## Entries taken from a collection

┄┄┄┄┄┄

PR #1029, opened 2024-04-05
Clean up temporary directories after closing iterator

### LINKED ISSUE #901: Windows 237 NotADirectory Error with Salesforce Query
I'm running Windows with VSCode-based Powershell and snowfakery 3.5.
When I try to run a [snowfakery recipe](https://github.com/SFDO-Community-Sprints/Snowfakery-Recipe-Templates/blob/main/snowfakery_samples/OSC/MembershipSchemaAndBenefits_PricebookProducts.recipe.yml) that queries Salesforce records, I receive an error message.

This appears to be the crux of the issue: 
`NotADirectoryError: [WinError 267] The directory name is invalid: 'C:\\Users\\ALLISO~1\\AppData\\Local\\Temp\\tmp9b9uku52\\queryresults.db'`

Full documentation:
https://gist.github.com/allisonletts/994828955eb9c266936f73b4d9e52b4b

prescod:
Fixes #901

What was happening on Windows is that that the temporary directory was being garbage collected before the open file handle temporary file inside of it. This was probably also handling on *ix, but it was harmless.

On Windows, the temporary directory object needs to live a bit longer than the local tempfile, which needs to live a bit longer than than the SQL Alchemy connection to the tempfile.

So I use an ExitStack to inject cleanup code which is run before the connection is closed and the file handle is released.

All of this is triggered by the garbage collector letting go of the iterator when the recipe is finishing up.

It might be better to do a deterministic, explicit, top-down cleanup, but that should probably be a different PR.

### DIFF
--- a/snowfakery/standard_plugins/Salesforce.py
+++ b/snowfakery/standard_plugins/Salesforce.py
@@ -330,26 +330,14 @@ class SOQLDatasetImpl(DatasetBase):
                 f"Unable to query records for {query}: {','.join(qs.job_result.job_errors)}"
             )
 
-        self.tempdir, self.iterator = create_tempfile_sql_db_iterator(
+        tempdir, iterator = create_tempfile_sql_db_iterator(
             iteration_mode, fieldnames, qs.get_results()
         )
-        return self.iterator
+        iterator.cleanup.push(tempdir)
+        return iterator
 
     def close(self):
-        if self.iterator:
-            self.iterator.close()
-            self.iterator = None
-
-        if self.tempdir:
-            self.tempdir.cleanup()
-            self.tempdir = None
-
-    def __del__(self):
-        # in case close was not called
-        # properly, try to do an orderly
-        # cleanup
-        self.close()
-
+        pass
 
 def create_tempfile_sql_db_iterator(mode, fieldnames, results):
     tempdir, db_url = _create_db(fieldnames, results)
--- a/snowfakery/standard_plugins/datasets.py
+++ b/snowfakery/standard_plugins/datasets.py
@@ -66,8 +66,16 @@ class DatasetIteratorBase(PluginResultIterator):
     Subclasses should implement 'self.restart' which puts an iterator into 'self.results'
     """
 
+    def __init__(self, repeat):
+        # subclasses can register stuff to be cleaned up here.
+        self.cleanup = ExitStack()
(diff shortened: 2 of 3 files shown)


snowfakery/standard_plugins/Salesforce.py
```diff
@@ -330,26 +330,14 @@ def _load_dataset(self, iteration_mode, rootpath, kwargs):
                 f"Unable to query records for {query}: {','.join(qs.job_result.job_errors)}"
             )
 
-        self.tempdir, self.iterator = create_tempfile_sql_db_iterator(
```
prescod, line 333: The Plugin object is a singleton.

It can create an arbitrary number of query iterators. It should never have saved them on "self."

But the temporary directory object needs to live a bit longer than the local tempfile, which needs to live a bit longer than than the SQL Alchemy connection to the tempfile.

So I use an ExitStack to inject cleanup code which is run before the connection is closed and the file handle is released.

All of this is triggered by the garbage collector letting go of the iterator when the recipe is finishing up.

It might be better to of a deterministic, explicit, top-down cleanup, but that should probably be a different PR.

snowfakery/standard_plugins/Salesforce.py
```diff
@@ -330,26 +330,14 @@ def _load_dataset(self, iteration_mode, rootpath, kwargs):
...
+        tempdir, iterator = create_tempfile_sql_db_iterator(
             iteration_mode, fieldnames, qs.get_results()
         )
-        return self.iterator
```
prescod, line 336: Here I am adding to the ExitStack

snowfakery/standard_plugins/Salesforce.py
```diff
@@ -330,26 +330,14 @@ def _load_dataset(self, iteration_mode, rootpath, kwargs):
...
+        iterator.cleanup.push(tempdir)
```
prescod, line 336: The temporary directory object needs to live a bit longer than the local tempfile, which needs to live a bit longer than than the SQL Alchemy connection to the tempfile.

So I use an ExitStack to inject cleanup code which is run before the connection is closed and the file handle is released.

This line adds to the ExitStack.

All of this is triggered by the garbage collector letting go of the iterator when the recipe is finishing up.

It might be better to of a deterministic, explicit, top-down cleanup, but that should probably be a different PR.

┄┄┄┄┄┄

## Work request
The answer should consist solely of the lines from the first line above through the one with "What was happening", both included, repeated exactly.

## Task result
PR #1029, opened 2024-04-05
Clean up temporary directories after closing iterator

### LINKED ISSUE #901: Windows 237 NotADirectory Error with Salesforce Query
I'm running Windows with VSCode-based Powershell and snowfakery 3.5.
When I try to run a [snowfakery recipe](https://github.com/SFDO-Community-Sprints/Snowfakery-Recipe-Templates/blob/main/snowfakery_samples/OSC/MembershipSchemaAndBenefits_PricebookProducts.recipe.yml) that queries Salesforce records, I receive an error message.

This appears to be the crux of the issue: 
`NotADirectoryError: [WinError 267] The directory name is invalid: 'C:\\Users\\ALLISO~1\\AppData\\Local\\Temp\\tmp9b9uku52\\queryresults.db'`

Full documentation:
https://gist.github.com/allisonletts/994828955eb9c266936f73b4d9e52b4b

prescod:
Fixes #901

What was happening on Windows is that that the temporary directory was being garbage collected before the open file handle temporary file inside of it. This was probably also handling on *ix, but it was harmless.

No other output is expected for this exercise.